Когда Ваха пришел в чуланчик, мать уже спала, а он долго не мог заснуть, все выходил во двор покурить, о драке он даже не вспоминал, был просто счастлив, что Мария знала его имя, даже обратилась к нему.
С таким же настроением он провел и весь последующий рабочий день, думая, что все утряслось, а, оказывается, было продолжение: мать обо всем узнала. Она пошла к Якубовым и на весь подъезд заявила:
— Мой сын не стукач и тем более не ублюдок. Мы свой трудовой честно добытый кусок хлеба едим и хвалу Богу воздаем, а вы с жиру беситесь, воры! Харам[23] с вами жить.
Якубовы с ней особо не препирались, просто дверь перед носом захлопнули. А на следующее утро, не в почтовый ящик, что на двери, а под дверь просунули конверт: «Граждане Мастаевы. В «Образцовом доме» проживают достойные люди. Ведите себя прилично, выселим».

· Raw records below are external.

PR #3762, opened 2025-12-04
Reduce lock contention in cache/memory package

dgrisonnet:
## Summary

Replace the global `sync.RWMutex`-protected map with `sync.Map` in `InMemoryCache` to eliminate lock contention during concurrent cache access.

## Changes

- Replace `sync.RWMutex` + `map[string]*containerCache` with `sync.Map`
- Use `Load` for lock-free reads in `RecentStats`
- Use `LoadOrStore` pattern in `AddStats` for atomic container creation
- Add `containerCacheMap` typed wrapper to eliminate type assertions at call sites

## Benchmark Results

**Performance improvement: 2.5x faster** for mixed read/write workloads (99% reads, 1% writes)

For the benchmark methodology and detailed performance analysis, see https://github.com/google/cadvisor/pull/3756 which applies the same pattern to the manager package.

### DIFF
--- a/cache/memory/memory.go
+++ b/cache/memory/memory.go
@@ -29,6 +29,38 @@ import (
 // ErrDataNotFound is the error resulting if failed to find a container in memory cache.
 var ErrDataNotFound = errors.New("unable to find data in memory cache")
 
+// containerCacheMap is a typed wrapper around sync.Map that eliminates the need
+// for type assertions at every call site. It stores container name strings
+// mapped to *containerCache values.
+type containerCacheMap struct {
+	m sync.Map
+}
+
+// Load retrieves a container cache by name. Returns nil, false if not found.
+func (c *containerCacheMap) Load(name string) (*containerCache, bool) {
+	v, ok := c.m.Load(name)
+	if !ok {
+		return nil, false
+	}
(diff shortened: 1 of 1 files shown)


haircommander:
LGTM

cache/memory/memory.go
```diff
@@ -67,24 +99,18 @@ func newContainerStore(ref info.ContainerReference, maxAge time.Duration) *conta
...
-		if cstore, ok = c.containerCacheMap[cInfo.ContainerReference.Name]; !ok {
-			cstore = newContainerStore(cInfo.ContainerReference, c.maxAge)
-			c.containerCacheMap[cInfo.ContainerReference.Name] = cstore
-		}
-	}()
+	name := cInfo.ContainerReference.Name
+	cstore, ok := c.containerCacheMap.Load(name)
+	if !ok {
+		newStore := newContainerStore(cInfo.ContainerReference, c.maxAge)
+		cstore, _ = c.containerCacheMap.LoadOrStore(name, newStore)
```
haircommander: part of me wanted to suggest we only Store here, but I suppose two AddStats can race against each other and we mine as well take the old one once created and not replace...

Только Ваха это прочел, бросился в подъезд к Кнышу. Благо, тот сам открыл дверь. Увидев протянутое письмо и страдающее от заикания лицо, Кныш грубо схватил запястье Мастаева, резко втянул в коридор и шепотом:
— Я ведь запретил без вызова являться, тем более сюда.
— Э-э, — показывал Мастаев письмо.
— Тише, я сам такое же получил. Читай: «Товарищ Кныш! Ваша кадровая политика не соответствует современным требованиям. Срочно примите меры. Выговор с предупреждением».
— А вам от кого?
— Тс-с! — Кныш загадочно поднял указательный палец вверх и еще тише: — понимаешь, мы люди маленькие, а политика — дело темное. Ею управляют всего несколько человек. Их мало кто знает, и лучше не знать. А если хотим жить, надо исполнять. Иди.